Zhang resigned from her job in a state-owned business and became a fulltime mother and housewife. But her personal sacrifice was not without compensation. Walking the street or at gatherings with friends, Zhang and her two children often drew admiring – some might say jealous – gazes from single-child families.

According to an online survey on childbirth conducted by China Youth Daily, of the 6,000 respondents, 77.5 percent regarded two parents and two children as the “ideal” family size.

In September 1982, the Chinese government established family planning as basic national policy. Two months later, an amendment was added to the Constitution, which read: “Spouses are obliged to carry out family planning.” Since that time, the population control policy has been implemented nationwide.

Violators of the family planning law are obliged to pay large sums of what is called the “social support fee,” a penalty on their “extra use” of limited natural and social resources. The amount varies from place to place, and is usually three to six times local per capita annual income. Those who don’t pay the fee cannot register their newborn for a hukou, or registered permanent residence. Without a hukou, things will be very difficult for the child. Attending public schools and receiving social security benefits become impossible, for example. Zhang paid RMB 200,000 (US $32,000) to have her second child registered as a resident of Beijing.
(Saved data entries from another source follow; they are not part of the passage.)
PR #5589, opened 2019-01-17
Fixed compile warnings for PHP extension.

haberman:


haberman:
I fixed the broken tests. I think the remaining failures are unrelated.

PR #5591, opened 2019-01-17
Fix field mask for php in json

TeBoring:


TeBoring:
@stanley-cheung could you help take a look?

TeBoring:
Thanks!

Issue #5565, opened 2019-01-09
GetErrno() on streams is not const


ivanp2015:
**What version of protobuf and what language are you using?**
Version: 3.6.1
Language: C++

**What operating system (Linux, Windows, ...) and version?**
all OS types

**What runtime / compiler are you using (e.g., python version or gcc version)**
all C++ compilers

**What did you do?**
Try to call GetErrno() on the const FileInputStream& and  const FileOutputStream&

**What did you expect to see**
It compiles

**What did you see instead?**
It does not compiles. GetErrno() does not modify any data, so can and must be declared const, but it is not for some reason.

**Anything else we should know about your project / environment**
none

ivanp2015:
Submitted PR #5595 for this. Please review.

PR #5595, opened 2019-01-17
Fix GetErrno() to be const noexcept

ivanp2015:
Fix for the #5565


acozzette:
@ivanp2015 Thanks for the pull request and sorry for taking such a long time to get back to you. This looks good to me but could you make the methods const without the noexcept? We don't really use exceptions at all, so that makes it hard to reason about noexcept. I think for now we should avoid using noexcept unless we decide to make a real effort to make the codebase exception-friendly.

ivanp2015:
Hi @acozzette, removed it.

acozzette:
Thanks @ivanp2015!

PR #5599, opened 2019-01-18
Fix c extension doesn' allow message reference in array

### LINKED ISSUE #5581: [PHP] Fatal error: Given value is not message.
Version: 3.6.1
Language: PHP

Linux Ubuntu 16.04.5 LTS. Kernel: 4.15.0-43
php extension compiled with gcc 5.4.0
**What did you do?**
I'm trying to use google/cloud-datastore package. The package suggests ext-grpc & ext-protobuf for better performance. I installed both from pecl, but with protobuf.so loaded, I consistently get:
`PHP Fatal error: Given value is not message. in vendor/google/cloud-datastore/src/V1/LookupRequest.php on line 129`. Please note that when disabling protobuf.so extension, the error disappears and code works as expected.
1. composer require "google/cloud-datastore:1.6.0"
2. run the following snippet:
```php

require_once __DIR__ . '/vendor/autoload.php';
// Intialize Datastore client with valid credentials.
$dataStoreClient = new \Google\Cloud\Datastore\DatastoreClient();
// Get Datastore entity key
$key = $dataStoreClient->key('<kind>', '<entity-id-value>');

// This call here produces: "Fatal error: Given value is not message."
$dataStoreClient->lookup($key);
```
Code works as is the case when google/protobuf package is used instead of c extension

**What did you see instead?**
PHP Fatal error: Given value is not message. in vendor/google/cloud-datastore/src/V1/LookupRequest.php on line 129

TeBoring:
Fix #5581

### DIFF
--- a/php/ext/google/protobuf/message.c
+++ b/php/ext/google/protobuf/message.c
@@ -312,6 +312,11 @@ void Message_construct(zval* msg, zval* array_wrapper) {
        zend_hash_move_forward_ex(array, &pointer)) {
     zend_hash_get_current_key_zval_ex(array, &key, &pointer);
     field = upb_msgdef_ntofz(intern->descriptor->msgdef, Z_STRVAL_P(&key));
+#if PHP_MAJOR_VERSION >= 7
+    if (Z_ISREF_P((CACHED_VALUE*)value)) {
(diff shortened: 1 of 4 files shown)


TeBoring:
Thanks for the review!

PR #5604, opened 2019-01-19
PHP updates for new upb APIs

haberman:


haberman:
This passes all tests now and is ready for review.

haberman:
Hmm, the problem seems to arise from the fact that the new upb expects dependencies to be loaded before a given descriptor is loaded. Right now `well_known_test.php` is attempting to load a descriptor for proto `proto/test_import_descriptor_proto.proto`, which depends on `google/protobuf/descriptor.proto`, but it doesn't load `descriptor.proto` first like it should.

What's the best way to make sure descriptors are loaded in dependency order in PHP?

TeBoring:
Previously, descriptors are loaded lazily when messages are first created.
If you check the constructor of generated messages, you can find how descriptors are loaded.
I don't fully get how this has been changed.

TeBoring:
Please resolve the conflict.

TeBoring:
We also have some fixes in 3.7.x branch. Probably also need to sync.

haberman:
The Ruby builds are failing due to a known bug. PHP builds are passing, so I am going to merge.

Issue #4734, opened 2018-06-06
PHP FieldMasks json serialization is inconsistent for empty object


michaelbausor:
An empty FieldMask is serialized to `""`, but this does not deserialize to an empty FieldMask object. This PHPUnit test fails:

```php
public function testJsonEquality()
{
  $fm = new FieldMask();
  $json = $fm->serializeToJsonString();
  $fm2 = new FieldMask();
  $fm2->mergeFromJsonString($json);
  $this->assertEquals($fm, $fm2);
}
```

TeBoring:
I'll fix it.

TeBoring:
There is an ambiguity in FieldMask: both {} and {"path":""} (in text format) have the json representation of "".
Because {"path":""} is actually an invalid FieldMask, we have decided the decoded result of "" should be {} (in text format).

PR #5605, opened 2019-01-19
Fix empty FieldMask json encoding/decoding

TeBoring:


TeBoring:
Fix #4734

TeBoring:
@stanley-cheung could help take a look?

PR #5606, opened 2019-01-19
Added constructor to ArenaOptions to allow for struct-style initializer

GMScribe:
Default constructor and private attributes prevented this previously.

This is to allow full configuration of public attributes from an initializer-list within a class declaration.

### DIFF
--- a/src/google/protobuf/arena.h
+++ b/src/google/protobuf/arena.h
@@ -153,6 +153,23 @@ struct ArenaOptions {
         on_arena_destruction(NULL),
         on_arena_allocation(NULL) {}
 
+  ArenaOptions(size_t start_block_size,
+               size_t max_block_size,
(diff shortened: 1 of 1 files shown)


src/google/protobuf/arena.h
```diff
@@ -153,6 +153,23 @@ struct ArenaOptions {
         on_arena_destruction(NULL),
         on_arena_allocation(NULL) {}
 
+  ArenaOptions(size_t start_block_size,
+               size_t max_block_size,
+               char* initial_block,
+               size_t initial_block_size,
+               void* (*block_alloc)(size_t),
+               void (*block_dealloc)(void*, size_t),
```
acozzette: I think instead of a comma there needs to be a closing parenthesis at the end of this line.

PR #5609, opened 2019-01-21
[Python] Allow json_format.ParseDict to parse messages with extensions containing scalar types.

psobot:
This PR fixes an issue with `json_format.ParseDict` in Python, in which certain Protobuf definitions that contain extensions fail to be parsed. See [`protobuf-python-bug`](https://github.com/psobot/protobuf-python-bug) for a direct example of the bug outside of the `protobuf` codebase itself, but the gist of it is that any attempt to use `ParseDict` to deserialize a dict representation of a message containing a non-repeating extension field of scalar type currently fails. (I believe that's the simplest and smallest reproducible case of this bug that I could find, but my understanding of the problem could be incomplete.)

### DIFF
--- a/python/google/protobuf/internal/json_format_test.py
+++ b/python/google/protobuf/internal/json_format_test.py
@@ -202,6 +202,17 @@ class JsonFormatTest(JsonFormatBase):
     json_format.ParseDict(message_dict, parsed_message)
     self.assertEqual(message, parsed_message)
 
+  def testExtensionToDictAndBackWithScalar(self):
+    message = unittest_pb2.TestAllExtensions()
+    ext1 = unittest_pb2.TestNestedExtension.test
+    message.Extensions[ext1] = 'data'
+    message_dict = json_format.MessageToDict(
+        message
+    )
+    parsed_message = unittest_pb2.TestAllExtensions()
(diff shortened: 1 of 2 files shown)


python/google/protobuf/internal/json_format_test.py
```diff
@@ -202,6 +202,17 @@ def testExtensionToDictAndBack(self):
     json_format.ParseDict(message_dict, parsed_message)
     self.assertEqual(message, parsed_message)
 
+  def testExtensionToDictAndBackWithScalar(self):
+    message = unittest_mset_pb2.TestEmptyMessageContainer()
+    ext1 = unittest_mset_pb2.TestDummyMessageWithExtension.scalar_extension
```
anandolee: Test show TestDummyMessageWithExtension is not defined.
You could use TestAllExtensions for test
https://github.com/protocolbuffers/protobuf/blob/d9ccd0c0e6bbda9bf4476088eeb46b02d7dcd327/src/google/protobuf/unittest.proto#L221

psobot: Whoops, forgot to push all my commits. Thanks for catching that! I've updated this PR to use the existing `unittest_pb2.TestAllExtensions` instead.

PR #5613, opened 2019-01-22
Fix more issues for reference values

### LINKED ISSUE #5091: [PHP] "Given value cannot be converted to string" when setting RepeatedField value.
Version: v3.6.1
Language: PHP 7.2 (observed in all 7-series of PHP)

PHP C extension

**What did you do?**

Created an array of strings, accessed the values by reference, then assigned it to a protocol buffer value.

Successful assignment

**What did you see instead?**

"PHP Fatal error:  Given value cannot be converted to string."

This error does not appear to affect the protobuf pure PHP implementation. The error also does not seem to affect fields of type `string`.

A sample to reproduce this error using Cloud Firestore:

```php
<?php

use Google\Cloud\Firestore\V1beta1\BatchGetDocumentsRequest;

$documents = [
    'a', 'b', 'c'
];

function doThing(&$val) {}

// Either of these two lines cause the error. If they are removed, the error goes away.
doThing($documents[2]);
array_walk($documents, function (&$document) {});

$b = new BatchGetDocumentsRequest;
$b->setDocuments($documents);
```

TeBoring:
Fix #5091

### DIFF
--- a/php/tests/map_field_test.php
+++ b/php/tests/map_field_test.php
@@ -443,6 +443,25 @@ class MapFieldTest extends \PHPUnit\Framework\TestCase {
     }
 
     #########################################################
+    # Test reference in map
+    #########################################################
+
+    public function testMapElementIsReference()
+    {
+        // String elements
+        $values = ['a' => 'a'];
+        array_walk($values, function (&$value) {});
+        $m = new TestMessage();
+        $m->setMapStringString($values);
+
+        // Message elements
+        $values = [1 => new Sub()];
+        array_walk($values, function (&$value) {});
+        $m = new TestMessage();
+        $m->setMapInt32Message($values);
+    }
+
+    #########################################################
     # Test memory leak
     #########################################################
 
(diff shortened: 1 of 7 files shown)


TeBoring:
@jdpedrie, could you take a look?

TeBoring:
Done

php/tests/map_field_test.php
```diff
@@ -448,6 +448,24 @@ public function testMessage() {
 
     public function testMapElementIsReference()
     {
+        // Bool elements
```
jdpedrie: As a small note, tests like this may be easier to manage using a data provider, like this:

```php
public function mapElementIsReference()
{
    return [
        [
            [true => true],
            'setMapBoolBool'
        ], [
            [1 => 1],
            'setMapInt32Int32'
        ], [
            [1 => 1.0],
            'setMapInt32Double'
        ], [
            ['a' => 'a'],
            'setMapStringString'
        ], [
            [1 => new Sub()],
            'setMapInt32Message'
        ]
    ];
}

/**
 * @dataProvider mapElementIsReference
 */
public function testMapElementIsReference($values, $method)
{
    array_walk($values, function ($value) {});
    $m = new TestMessage();
    call_user_func($m, $method, $values);
}
```

It looks perfectly fine as is, but I often find data providers allow for more concise tests against a set of inputs.

TeBoring: Thanks for the suggestion. I will try it next time.

PR #5921, opened 2019-03-20
Down integrate to Github

haon4:


BSBandme:
Sorry but I didn't receive the log updating CL reviewing request...
I think the new script also should generate the log updating CL?

PR #5929, opened 2019-03-21
Fix "the the".

benjaminp:


acozzette:
@benjaminp Thanks for fixing these!

PR #5932, opened 2019-03-21
Revert "Remove unused f expression from jscode gen. (#5573)"

dankurka:
The removed variable here is actually used breaking downstream bazel
builds.


acozzette:
LGTM

PR #5953, opened 2019-03-26
Merge 3.7.x into master

acozzette:
The 3.7.x branch has a bunch of fixes for 3.7.1, so let's merge them into master.


acozzette:
The CLA is OK because this pull request is just merging commits that have already gone through the CLA process.

TeBoring:
upb for php and ruby is complicate to merge. I will send append a PR to this change to fix that.

TeBoring:
bazel test still fails. @acozzette could you take a look?

acozzette:
@TeBoring I made one more commit which I think should fix that

PR #5954, opened 2019-03-26
Ignore make.sh

songy23:


acozzette:
Where does this `make.sh` file come from? I can't remember ever seeing that file appear.

songy23:
After running the C++ installation instructions (https://github.com/protocolbuffers/protobuf/blob/master/src/README.md#c-installation---unix):
> $ ./configure
$ make
$ make check
$ sudo make install
$ sudo ldconfig # refresh shared library cache.

Then I saw
```bash
$ git status
On branch master
Your branch is up to date with 'origin/master'.

Untracked files:
  (use "git add <file>..." to include in what will be committed)

	make.sh
```

acozzette:
That's interesting, I have never seen that file before and I can't find any documentation referencing it. I guess adding it to the `.gitignore` theoretically can't hurt but I am still curious to know what it is first. Could you post the contents of the file?

songy23:
Apologies, for some reason I cannot reproduce this when running the installation commands again (the original file was removed with `git clean`). I guess this is a temporary intermediate file generated by the commands. I'll come back update this PR if I saw this file again.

While there are those who flaunt the family planning policy, many defend it as necessary to China’s development. The One Child Policy has eased population pressures in the world’s most populous country, and helped its economy to grow. For the majority Chinese families the policy means they can concentrate their limited incomes on giving their child a better education and better life.

If China had not established its family planning policy 30 years ago, the world today would have 400 million more mouths to feed. The impact of this added population on resources, land and food prices, among other things, would have been enormous. The United Nations Population Fund has praised China for family planning achievements that have helped stabilize the world’s human population.

Turning Point

China’s current family planning policy started with a public letter published in the People’s Daily in September 1980, which called on Communist Party and Youth League members to set an example by having only one child.

“The public letter was a very frank assessment of China’s potential population woes, and called on Party and Youth League members to take action,” said Gu Baochang, a professor of demography at Renmin University.

“Given the situation in the 1970s and 1980s when many Chinese families were living in hunger and poverty, getting rapid population growth under control by making family planning compulsory for all people was a necessary step,” Gu said.